PR #443, opened 2026-05-01
Fix #369: upstream SyndromicMgmt from project repos into core

### LINKED ISSUE #369: Upstream SyndromicMgmt from project repos into core
Consolidate the two project-local SyndromicMgmt implementations (anc_sti_screening and stisim_vddx_zim) into core STIsim. The anc_sti_screening version is more mature. Relates to #345.

robynstuart:
## Summary

Consolidates the two project-local `SyndromicMgmt` implementations (`anc_sti_screening` and `stisim_vddx_zim`) into `stisim/interventions/base_interventions.py`. The `anc_sti_screening` version was used as the base (more mature).

**Changes vs. project versions:**
- `cervical_diseases` parameter replaces the hardcoded `ppl.ng.symptomatic | ppl.ct.symptomatic` check; defaults to any disease named `ng` or `ct` in the `diseases` list, so existing usage requiring no change
- Diagnostic accuracy (TP/FP/FN/TN) now derived from `cervical_diseases` membership rather than hardcoded `sim.diseases.ng/ct/tv` references
- Exported as `sti.SyndromicMgmt`

**Downstream repos** (`anc_sti_screening`, `stisim_vddx_zim`) can drop their local copies and import from stisim directly — that's a follow-up commit in each repo.

## Test plan
- [x] 24 existing tests pass (`test_stis.py`, `test_hiv_interventions.py`, `test_sim.py`)
- [x] `sti.SyndromicMgmt` importable from top-level

Closes #369

### DIFF
--- a/stisim/interventions/base_interventions.py
+++ b/stisim/interventions/base_interventions.py
@@ -11,7 +11,7 @@ from stisim.utils import count
 
 
 # %% Base classes
-__all__ = ["STIDx", "STITest", "SymptomaticTesting", "SyndromicMgmt", "STITreatment", "PartnerNotification", "ProductMix"]
+__all__ = ["STIDx", "STITest", "SymptomaticTesting", "SyndromicManagement", "STITreatment", "PartnerNotification", "ProductMix"]
 
 
 class STIDx(ss.Product):
@@ -424,7 +424,7 @@ class SymptomaticTesting(STITest):
         return
 
 
-class SyndromicMgmt(STITest):
+class SyndromicManagement(STITest):
     """
     Syndromic management of vaginal/urethral discharge syndromes.
 
@@ -442,24 +442,24 @@ class SyndromicMgmt(STITest):
     (``tx_mix_noncerv``), and males (cervical column of ``tx_mix_cerv``
     is reused for UDS).  Each dict maps outcome name → [female_prob, male_prob].
 
-    The ``outcome_treatment_map`` links each outcome to the treatment
-    module(s) that should be triggered.  Diagnostic accuracy (TP/FP/FN/TN)
-    is recorded on any disease module that exposes those result keys.
+    The ``outcome_tx_map`` links each outcome to the treatment module(s)
+    that should be triggered.  Diagnostic accuracy (TP/FP/FN/TN) is recorded
+    on any disease module that exposes those result keys.
 
     Args:
-        treatments (list):           treatment module instances
-        diseases (list):             disease modules to track accuracy for
-        cervical_diseases (list):    disease modules whose symptomatic flag
-                                     indicates cervical infection; defaults to
-                                     any disease named 'ng' or 'ct' in ``diseases``
-        outcome_treatment_map (dict): maps outcome name → list of treatment modules;
-                                     auto-constructed from ``treatments`` if omitted
-        treat_prob_data:             unused; reserved for future time-varying tx prob
+        treatments (list):        treatment module instances
+        diseases (list):          disease modules to track accuracy for
+        cervical_diseases (list): disease modules whose symptomatic flag
+                                  indicates cervical infection; defaults to
+                                  any disease named 'ng' or 'ct' in ``diseases``
+        outcome_tx_map (dict):    maps outcome name → list of treatment modules;
+                                  auto-constructed from ``treatments`` if omitted
+        treat_prob_data:          unused; reserved for future time-varying tx prob
         years, start, stop, eligibility, name, label: passed to STITest
 
     Examples::
 
-        syndromic = sti.SyndromicMgmt(
+        syndromic = sti.SyndromicManagement(
             diseases=[ng, ct, tv, bv],
             treatments=[ng_tx, ct_tx, metronidazole],
             eligibility=seeking_care_vds,
@@ -467,7 +467,7 @@ class SyndromicMgmt(STITest):
     """
 
     def __init__(self, pars=None, treatments=None, diseases=None,
-                 cervical_diseases=None, outcome_treatment_map=None,
+                 cervical_diseases=None, outcome_tx_map=None,
                  treat_prob_data=None, years=None, start=None, stop=None,
                  eligibility=None, name=None, label=None, **kwargs):
         super().__init__(years=years, start=start, stop=stop, eligibility=eligibility,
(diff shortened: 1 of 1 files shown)


stisim/interventions/base_interventions.py
```diff
@@ -424,6 +424,223 @@ def update_results(self):
         return
 
 
+class SyndromicMgmt(STITest):
```
cliffckerr: SyndromicManagement is a long name but it's also more consistent with SymptomaticTesting etc ...

stisim/interventions/base_interventions.py
```diff
@@ -424,6 +424,223 @@ def update_results(self):
...
+    """
+    Syndromic management of vaginal/urethral discharge syndromes.
+
+    When a symptomatic patient presents, they are probabilistically assigned
+    one of four treatment outcomes based on whether they have a cervical
+    infection (by default NG/CT) and their sex:
+
+        all3  — treated for cervical pathogens + TV/BV
```
cliffckerr, line 435: Don't love "all3", especially since only 2 drugs are being given! Maybe "all" or "both"? Which is most future proof, or unlikely to change since based on clinical guidelines?

stisim/interventions/base_interventions.py
```diff
@@ -424,6 +424,223 @@ def update_results(self):
...
+        self.pars.tx_noncerv_f.set(p=self.fvals_noncerv)
+        self.pars.tx_noncerv_m.set(p=self.mvals_noncerv)
+        # Resolve cervical diseases: use explicit list, else find 'ng'/'ct' in diseases
+        if not self._cervical_diseases:
+            self._cervical_diseases = [d for d in self.diseases if d.name in ('ng', 'ct')]
+        return
+
+    def init_results(self):
+        super().init_results()
+        results = sc.autolist()
```
cliffckerr: Since appending a list, can just use a regular list here

stisim/interventions/base_interventions.py
```diff
@@ -424,6 +424,223 @@ def update_results(self):
...
+        if sim.now >= self.start:
+            if uids is None:
+                uids = self.check_eligibility()
+                self.ti_tested[uids] = self.ti
+
+            if len(uids):
+                f_uids = uids[ppl.female[uids]]
+                m_uids = uids[ppl.male[uids]]
+
+                # Cervical infection: symptomatic in any cervical disease
```
cliffckerr: This block of code is somewhat complex logic, assigning a Boolean flag to a copy of an object looks odd to me

cliffckerr: Oh wait, is_cerv isn't a boolean, it's an array... maybe has_cerv_symp or cerv_symotomatic instead? Also don't love the custom initialization rather than using that as the default and updating it if the user supplies values

stisim/interventions/base_interventions.py
```diff
@@ -424,6 +424,223 @@ def update_results(self):
...
+                    all3=f_cerv_uids[ofc == 0] | f_noncerv_uids[ofnc == 0] | m_uids[om == 0],
+                    ngct=f_cerv_uids[ofc == 1] | f_noncerv_uids[ofnc == 1] | m_uids[om == 1],
+                    mtnz=f_cerv_uids[ofc == 2] | f_noncerv_uids[ofnc == 2] | m_uids[om == 2],
+                    none=f_cerv_uids[ofc == 3] | f_noncerv_uids[ofnc == 3] | m_uids[om == 3],
+                )
+
+                # Diagnostic accuracy: record TP/FP/FN/TN on each disease module
+                # all3 and ngct both treat cervical diseases; mtnz treats the rest
+                for disease in self.diseases:
+                    if not hasattr(disease, 'sex_keys'):
```
cliffckerr, line 590: Would prefer to avoid hasattr checking if possible. What determines whether or not this attr exists? Can we use isinstance instead?

stisim/interventions/base_interventions.py
```diff
@@ -424,6 +424,223 @@ def update_results(self):
...
+                        disease.results[f'new_false_pos{skk}'][self.ti] += len(outcomes['all3'] & disease.susceptible & ppl[pattr])
+                        disease.results[f'new_true_neg{skk}'][self.ti]  += len(outcomes['none'] & disease.susceptible & ppl[pattr])
+                        disease.results[f'new_false_neg{skk}'][self.ti] += len(outcomes['none'] & disease.treatable & ppl[pattr])
+                        disease.results[f'new_true_pos{skk}'][self.ti]  += len(treat_outcomes & disease.treatable & ppl[pattr])
+                        disease.results[f'new_false_pos{skk}'][self.ti] += len(treat_outcomes & disease.susceptible & ppl[pattr])
+                        disease.results[f'new_false_neg{skk}'][self.ti] += len(miss_outcomes & disease.treatable & ppl[pattr])
+                        disease.results[f'new_true_neg{skk}'][self.ti]  += len(miss_outcomes & disease.susceptible & ppl[pattr])
+
+                # Route to treatments
+                for outcome, txs in self.outcome_treatment_map.items():
```
cliffckerr: For consistency with other naming this could be outcome_tx_map instead

cliffckerr (commented):
Looks good, some minor refactoring comments. Should this be v1.6.0 instead of 1.5.4?

stisim/interventions/base_interventions.py
robynstuart: 3 drugs are given! Unlikely to change

stisim/interventions/base_interventions.py
robynstuart: changed

stisim/interventions/base_interventions.py
robynstuart: have opened an issue: #446

stisim/interventions/base_interventions.py
robynstuart: Renamed to has_cerv_symp and refactored as suggested - empty BoolArr is the default

stisim/interventions/base_interventions.py
robynstuart: done

stisim/interventions/base_interventions.py
robynstuart: done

*What you need to do*.
List every line above containing the word "given".

*Result of this task*.
cliffckerr, line 435: Don't love "all3", especially since only 2 drugs are being given! Maybe "all" or "both"? Which is most future proof, or unlikely to change since based on clinical guidelines?
robynstuart: 3 drugs are given! Unlikely to change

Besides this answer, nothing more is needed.